▸ **What the exercise asks**:
From the entries that follow, copy every line with the word "clause".

Stored items from a collection
====================
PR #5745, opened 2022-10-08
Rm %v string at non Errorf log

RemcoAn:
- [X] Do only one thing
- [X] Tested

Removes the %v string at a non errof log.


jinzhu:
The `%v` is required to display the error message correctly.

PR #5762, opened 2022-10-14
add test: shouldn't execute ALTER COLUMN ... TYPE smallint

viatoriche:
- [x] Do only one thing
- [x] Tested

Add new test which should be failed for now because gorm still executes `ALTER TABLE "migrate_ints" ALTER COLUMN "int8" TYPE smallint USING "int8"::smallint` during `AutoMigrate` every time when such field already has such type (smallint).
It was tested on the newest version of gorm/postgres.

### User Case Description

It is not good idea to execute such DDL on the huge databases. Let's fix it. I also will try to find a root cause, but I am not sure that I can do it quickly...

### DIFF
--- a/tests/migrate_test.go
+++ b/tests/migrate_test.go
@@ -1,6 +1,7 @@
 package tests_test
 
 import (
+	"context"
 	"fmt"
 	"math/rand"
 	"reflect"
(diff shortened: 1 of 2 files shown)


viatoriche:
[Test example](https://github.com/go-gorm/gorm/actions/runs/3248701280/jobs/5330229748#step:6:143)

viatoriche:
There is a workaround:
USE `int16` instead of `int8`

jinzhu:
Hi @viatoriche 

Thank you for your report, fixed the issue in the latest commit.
====================
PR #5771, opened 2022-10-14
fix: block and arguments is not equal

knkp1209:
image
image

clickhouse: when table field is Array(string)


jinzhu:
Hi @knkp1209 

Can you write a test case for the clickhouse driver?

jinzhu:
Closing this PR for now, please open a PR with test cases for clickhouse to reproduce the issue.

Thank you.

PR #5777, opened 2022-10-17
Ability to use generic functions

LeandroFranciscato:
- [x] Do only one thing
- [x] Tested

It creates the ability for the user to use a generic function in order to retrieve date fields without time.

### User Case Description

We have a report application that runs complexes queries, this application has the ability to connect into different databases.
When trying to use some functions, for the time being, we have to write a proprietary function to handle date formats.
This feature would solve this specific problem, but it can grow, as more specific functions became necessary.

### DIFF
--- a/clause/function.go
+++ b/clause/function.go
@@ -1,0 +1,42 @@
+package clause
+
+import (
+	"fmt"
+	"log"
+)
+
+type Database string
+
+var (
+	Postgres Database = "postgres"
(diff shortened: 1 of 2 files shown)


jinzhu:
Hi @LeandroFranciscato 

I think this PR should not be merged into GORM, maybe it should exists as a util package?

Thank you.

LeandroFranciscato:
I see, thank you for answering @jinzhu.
====================
▸ **Solution to this task**:
--- a/clause/function.go
+++ b/clause/function.go
+package clause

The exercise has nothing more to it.